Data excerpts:

PR #285, opened 2016-05-26
Kuz 555 split internal broker into client and server

benoitvidis:
This PR splits the Internal broker into a client and a server component. The purpose is to be able to re-use these components for the communication between Kuzzle and its LB on one hand, and between Kuzzle slave and master nodes on the other hand.

Changes:
* The `broadcast` method now sends the given message to all clients **but** the current one.
* Removed method: `listenOnce`
* New method: `unsubscribe`
* Tests: Previous tests were using and exposing a real Websocket server. The Websocket components are now mocked.
* Not directly related change: The DSL currified methods are now built in a minimal form using eval (I know...). The purpose is to later on be able to serialize and share them between the Kuzzle cluster nodes.


bin/commands/start.js
```diff
@@ -132,7 +135,7 @@ module.exports = function () {
       }
     })
     .catch(err => {
-      console.error(err);
+      console.log(err.stack);
```
scottinet: Since we're exiting the program with an error code, shouldn't the error stack be printed on stderr?

lib/api/dsl/methods.js
```diff
@@ -856,11 +858,12 @@ function buildCurriedFunction(index, collection, field, operatorName, value, cur
   }
 
   if (!methods.dsl.filtersTree[index][collection].fields[field][curriedFunctionName]) {
-    curriedFunction = _.curry(operators[operatorName]);
-    curriedFunction = _.curry(curriedFunction(field, value));
-    if (not) {
-      curriedFunction = _.negate(curriedFunction);
-    }
+    // we need the ugly eval code to make sure the function can later on be serialized and
```
scottinet: I disagree with the word "ugly" (but I'm fine with your comment): `eval` should be used with extreme care and only if no other option is possible, as is the case here, so... I see no problem (it reminds me of old debates about the `goto` instruction :stuck_out_tongue: )

scottinet:
+1

lib/api/dsl/methods.js
benoitvidis: I cannot agree with you on this one. eval is evil, especially using a direct call like we are doing here. But you're right, I cannot figure out a better alternative for the time being.

scottinet: For the record, here is what we decided Benoit and I about this matter: we'll try to get rid of this `eval` call by only storing operators arguments instead of a currified function. 
This should be better performance-wise (because we would get rid of eval + 2 x JSON.stringify), but we don't know how it would perform memory-wise. Should be way better than the situation before this pull request.

The operators arguments will be as easily shareable across all kuzzle instances than what Benoit is proposing in this pull request.

I'll check if that's feasible in a reasonable amount of time (according to Benoit, it should be), in another branch starting from this one.

lib/services/broker/wsBrokerServer.js
```diff
@@ -0,0 +1,275 @@
...
+      msg = JSON.parse(msg);
+
+      switch (msg.action) {
+        // the listen action is called by the client to inform the server it
+        // wants to be notified on the room activity
+        case 'listen':
+          if (this.rooms[msg.room] === undefined) {
+            this.rooms[msg.room] = new CircularList([]);
+          }
+          if (this.rooms[msg.room].getArray().indexOf(clientSocket) === -1) {
```
scottinet: `getArray` needs the `easy-circular-list` module to be upgrade to v1.0.13

AnthonySendra:
+1

lib/services/broker/wsBrokerServer.js
```diff
@@ -0,0 +1,275 @@
...
+      }
+    },
+    err => {
+      if (err) {
+        clients = -1;
+        _kuzzle.pluginsManager.trigger('log:error', err);
+      }
+    });
+
+  return clients;
```
stafyniaksacha: The `clients` variable may not be filled with the real number of clients due to `async.each` usage.

I think we must use the third argument of `async.each(coll, iteratee, [callback])` to resolve the `clients` in a promise 
Or use `Array.forEach` if we have to keep the `broadcast` in a synchrone way.

benoitvidis: Good catch!

Switched the broadcast to a synchone version back. 
NB: Additional change: The broadcast does not stop anymore if one or more clients do not receive the message.

stafyniaksacha:
+1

=== Work item ===
From the line containing "NB: Additional change: The" through the last line of the records, output each line exactly and nothing more.

=== Output for this task ===
NB: Additional change: The broadcast does not stop anymore if one or more clients do not receive the message.

stafyniaksacha:
+1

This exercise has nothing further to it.